Stored data

PR #3474, opened 2023-01-13
Fix #3470

### LINKED ISSUE #3470: A `ReadOnlyTransaction` error within an inner transaction doesn't rollback the savepoint
### Versions

- **Rust:** 1.66
- **Diesel:** 2.0.2
- **Database:** PostgreSQL 14.6
- **Operating System:** Ubuntu 22.10

### Feature Flags

- **diesel:** ["postgres"]

## Problem Description

Starting with diesel `2.0.0-rc.1` (commit 53bad857f30f2f32c14ae295487a88da278fb2fc of #3211) when within a nested transaction, if the inner transaction aborts because it attempts to mutate within a read-only transaction, then the connection is left in a bad state even outside of the inner transaction. Any further commands result in `current transaction is aborted, commands ignored until end of transaction block` until the outermost transaction is also rolled back. It appears that the SAVEPOINT for the inner transaction is not actually rolled back, as the equivalent series of SQL commands (including a `ROLLBACK TO SAVEPOINT ...`) does not result in such an error in `psql`.

I am trying to port crates.io to diesel 2.0. Our tests are run within an outer transaction that rolls back when the test completes. In production the code will continue to work as expected as this code path has just the one transaction, but the additional transaction wrapping the entire test causes this test to fail.

It is expected that if a nested transaction encounters a `ReadOnlyTransaction` error then it should still rollback to the appropriate SAVEPOINT so that future read-only commands (such as SELECT) can be executed.

The observed output is an error stating `current transaction is aborted, commands ignored until end of transaction block`.

No additional errors are seen.

### Steps to reproduce

Create a simple test table with `cargo run` and then run `cargo test`. In diesel releases starting with `2.0.0-rc.1` the 2nd test fails with `Error: DatabaseError(Unknown, "current transaction is aborted, commands ignored until end of transaction block")`.

```rust
use diesel::{prelude::*, sql_query};

const DATABASE_URL: &str = "postgres:///";

fn connect() -> PgConnection {
    PgConnection::establish(DATABASE_URL).unwrap()
}

fn main() {
    sql_query("CREATE TABLE rollback_test (id INT PRIMARY KEY, value INT NOT NULL)")
        .execute(&mut connect())
        .unwrap();
}

#[cfg(test)]
mod tests {
    use super::*;
    use diesel::update;

    diesel::table! {
        rollback_test (id) {
            id -> Int4,
            value -> Int4,
        }
    }

    fn update_with_fallback_query(conn: &mut PgConnection) -> QueryResult<()> {
        conn.transaction(|conn| {
            sql_query("SET TRANSACTION READ ONLY").execute(conn)?;
            dbg!(update(rollback_test::table)
                .set(rollback_test::value.eq(0))
                .execute(conn))
        })
        .or_else(|_| sql_query("SELECT 1").execute(conn))
        .map(|_| ())
    }

    #[test]
    fn test_rollback_of_readonly() -> QueryResult<()> {
        update_with_fallback_query(&mut connect())
    }

    /// Test that start failing at rev="53bad857f30f2f32c14ae295487a88da278fb2fc"
    #[test]
    fn test_rollback_of_readonly_within_outer_transaction() -> QueryResult<()> {
        connect().transaction(|conn| update_with_fallback_query(conn))
    }
}
```

For comparison, here are similar SQL commands run via `psql`:

```sql
BEGIN;
SAVEPOINT rollback_test;
SET TRANSACTION READ ONLY;
UPDATE rollback_test SET value=1;
-- ERROR:  cannot execute UPDATE in a read-only transaction
SELECT 1;
-- ERROR:  current transaction is aborted, commands ignored until end of transaction block
ROLLBACK TO SAVEPOINT rollback_test;
SELECT 1;
-- No longer an error, as we've left the inner transaction.
-- So diesel must not be issuing the expected savepoint rollback.
COMMIT;
```

## Checklist

weiznich:
This commit tries to address an issue where we do not issue rollback to savepoint commands due to libpq reporting a transaction as broken. It turns out that transactions are sometimes recoverable by just rolling back to a previous savepoint instead of rolling back the outer transaction.

We address this issue by always executing the `ROLLBACK TO SAVEPOINT` command even if a connection is required as needing a top level rollback. This was previously skipped. We do ignore any errors from that attempt if the requires top level rollback flag is set. If the `ROLLBACK TO SAVEPOINT` command succeeds, we consider the transaction as recovered and disable the requires top level rollback flag.

cc @jtgeibel

### DIFF
--- a/diesel/src/connection/transaction_manager.rs
+++ b/diesel/src/connection/transaction_manager.rs
@@ -1017,9 +1017,9 @@ mod test {
             .execute(conn)?;
             conn.transaction(|conn| {
                 sql_query("SET TRANSACTION READ ONLY").execute(conn)?;
-                dbg!(crate::update(rollback_test::table)
+                crate::update(rollback_test::table)
                     .set(rollback_test::value.eq(0))
-                    .execute(conn))
+                    .execute(conn)
             })
             .map(|_| {
                 panic!("Should use the `or_else` branch");
@@ -1060,6 +1060,7 @@ mod test {
         .execute(conn)
         .unwrap();
 
+        let start_barrier = Arc::new(Barrier::new(2));
         let commit_barrier = Arc::new(Barrier::new(2));
 
         let other_start_barrier = start_barrier.clone();
@@ -1080,7 +1081,7 @@ mod test {
                         conn
                     ).transaction_depth().expect("Transaction depth")
                 );
-                let _ = rollback_test2::table.load::<(i32, i32)>(conn)?;
+                rollback_test2::table.load::<(i32, i32)>(conn)?;
                 crate::insert_into(rollback_test2::table)
                     .values((rollback_test2::id.eq(1), rollback_test2::value.eq(42)))
                     .execute(conn)?;
@@ -1091,6 +1092,7 @@ mod test {
                             conn
                         ).transaction_depth().expect("Transaction depth")
                     );
+                    start_barrier.wait();
                     commit_barrier.wait();
                     let r = rollback_test2::table.load::<(i32, i32)>(conn);
                     assert!(r.is_err());
@@ -1102,9 +1104,14 @@ mod test {
                         conn
                     ).transaction_depth().expect("Transaction depth")
                 );
-                assert!(r.is_ok());
+                assert!(
+                    matches!(r, Err(crate::result::Error::RollbackTransaction)),
+                    "rollback failed (such errors should be ignored by transaction manager): {}",
+                    r.unwrap_err()
+                );
                 let r = rollback_test2::table.load::<(i32, i32)>(conn);
                 assert!(r.is_err());
+                // This should fail because of ser failure
                 Ok(())
             });
             assert!(r.is_err());
@@ -1117,6 +1124,7 @@ mod test {
         });
 
         let t2 = std::thread::spawn(move || {
+            other_start_barrier.wait();
             let conn = &mut crate::test_helpers::pg_connection_no_transaction();
             assert_eq!(
                 None,
--- a/diesel/src/connection/transaction_manager.rs
+++ b/diesel/src/connection/transaction_manager.rs
@@ -333,39 +333,37 @@ where
         let transaction_state = Self::get_transaction_state(conn)?;
 
         let rollback_sql = match transaction_state.in_transaction {
-            Some(ref mut in_transaction) => {
-                match in_transaction.transaction_depth.get() {
-                    1 => Cow::Borrowed("ROLLBACK"),
-                    depth_gt1 => {
-                        if in_transaction.top_level_transaction_requires_rollback {
-                            // There's no point in *actually* rolling back this one
-                            // because we won't be able to do anything until top-level
-                            // is rolled back.
-
-                            // To make it easier on the user (that they don't have to really look
-                            // at actual transaction depth and can just rely on the number of
-                            // times they have called begin/commit/rollback) we don't mark the
-                            // transaction manager as out of the savepoints as soon as we
-                            // realize there is that issue, but instead we still decrement here:
-                            in_transaction.transaction_depth = NonZeroU32::new(depth_gt1 - 1)
-                                .expect("Depth was checked to be > 1");
-                            return Ok(());
-                        } else {
-                            Cow::Owned(format!(
-                                "ROLLBACK TO SAVEPOINT diesel_savepoint_{}",
-                                depth_gt1 - 1
-                            ))
-                        }
-                    }
-                }
-            }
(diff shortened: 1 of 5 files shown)


diesel/src/connection/transaction_manager.rs
```diff
@@ -333,39 +333,37 @@ where
...
 
         match conn.batch_execute(&rollback_sql) {
             Ok(()) => {
-                Self::get_transaction_state(conn)?
-                    .change_transaction_depth(TransactionDepthChange::DecreaseDepth)?;
+                let tm_status = &mut Self::get_transaction_state(conn)?;
+                if let ValidTransactionManagerStatus {
+                    in_transaction:
+                        Some(InTransactionStatus {
+                            ref mut top_level_transaction_requires_rollback,
```
Ten0, line 352: We should probably rename this to top_level_transaction_may_require_rollback to explicit the definition that wouldn't match https://github.com/diesel-rs/diesel/issues/3470#issuecomment-1381598316 anymore

diesel/src/connection/transaction_manager.rs
```diff
@@ -333,39 +333,37 @@ where
...
+                            ..
+                        }),
+                } = tm_status
+                {
+                    // rolling back the save point did work, even if the connection
+                    // was marked to require a top level rollback. This likely means that
+                    // we recovered the transaction state and we are able to perform
```
Ten0, line 359: So I've tested this and actually it's not true :(

Conn1:
```sql
BEGIN TRANSACTION ISOLATION LEVEL SERIALIZABLE ;
SELECT * FROM users;
SAVEPOINT sp1;
INSERT INTO users(name) VALUES ('u1');
SAVEPOINT sp2;
```

Conn2:
```sql
BEGIN TRANSACTION ISOLATION LEVEL SERIALIZABLE ;
SELECT * FROM users;
INSERT INTO users(name) VALUES ('u2');
COMMIT;
```

Conn1:
```sql
SELECT * FROM users; -- errors
ROLLBACK TO SAVEPOINT sp2; -- succeeds
SELECT * FROM users; -- still errors
```

Ten0: I think this approach still has potential - we can may be able to live with a connection on which we only know that it "may" require rollback, ignoring otherwise relevant errors and behaving nicely with regards to rollback attempt on commit fail - I don't think we need to know that we *for sure* require rollback.

I'll try to add a commit on that path here.

Also maybe pg gives us information about whether the connection actually was fixed through the transaction_status, which would enable us to be more accurate there.

weiznich: I've pushed your example as (failing) testcase. I need to stop working on that now, can probably continue on Monday.

Ten0: Ahaha fun fact: if hitting "commit" after receiving a serialization failure (so same commands as previously), PG returns that the commit has succeeded, but in fact it was actually rolled back.

Ten0:
CI won't run completely due to a Clap upgrade that changed the format of some errors.

Unfortunately when trying to test `diesel_cli` locally I'm getting `thread panicked while panicking. aborting.`, so that's hard for me to fix.

Otherwise I think the current implementation is likely to be alright.
Change compared to previous behavior:
When hitting a ser failure within a savepoint:
previous:
```sql
BEGIN TRANSACTION ISOLATION LEVEL SERIALIZABLE;
SELECT * FROM users;
INSERT INTO users(name) VALUES ('Ten');
SAVEPOINT sp1;
SELECT * FROM users; -- Error
ROLLBACK;
```

New:
```sql
BEGIN TRANSACTION ISOLATION LEVEL SERIALIZABLE;
SELECT * FROM users;
INSERT INTO users(name) VALUES ('Ten');
SAVEPOINT sp1;
SELECT * FROM users; -- ser failure error
ROLLBACK TO SAVEPOINT sp1; -- maybe this will fix it? (`requires_rollback_maybe_up_to_top_level = false` because PG will tell us again if that didn't fix it)
COMMIT; -- ser failure error (transaction will be rolled back at this point)
```

Note that as I mentioned at https://github.com/diesel-rs/diesel/pull/3474#discussion_r1069586954:
```sql
BEGIN TRANSACTION ISOLATION LEVEL SERIALIZABLE;
SELECT * FROM users;
INSERT INTO users(name) VALUES ('Ten');
SAVEPOINT sp1;
SELECT * FROM users; -- ser failure error
COMMIT; -- Returns a success but actually this did rollback
```
so we're walking in a mine field here ^^

weiznich (commented):
Thanks @Ten0 for these changes. Looks good from my side :+1:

**Problem to solve**
When you reach the line with "- **Rust:** 1.66" in the records above, start writing out lines exactly, and stop once the line with "I am trying" has been written; include nothing else.

**Output below**
- **Rust:** 1.66
- **Diesel:** 2.0.2
- **Database:** PostgreSQL 14.6
- **Operating System:** Ubuntu 22.10

### Feature Flags

- **diesel:** ["postgres"]

## Problem Description

Starting with diesel `2.0.0-rc.1` (commit 53bad857f30f2f32c14ae295487a88da278fb2fc of #3211) when within a nested transaction, if the inner transaction aborts because it attempts to mutate within a read-only transaction, then the connection is left in a bad state even outside of the inner transaction. Any further commands result in `current transaction is aborted, commands ignored until end of transaction block` until the outermost transaction is also rolled back. It appears that the SAVEPOINT for the inner transaction is not actually rolled back, as the equivalent series of SQL commands (including a `ROLLBACK TO SAVEPOINT ...`) does not result in such an error in `psql`.

I am trying to port crates.io to diesel 2.0. Our tests are run within an outer transaction that rolls back when the test completes. In production the code will continue to work as expected as this code path has just the one transaction, but the additional transaction wrapping the entire test causes this test to fail.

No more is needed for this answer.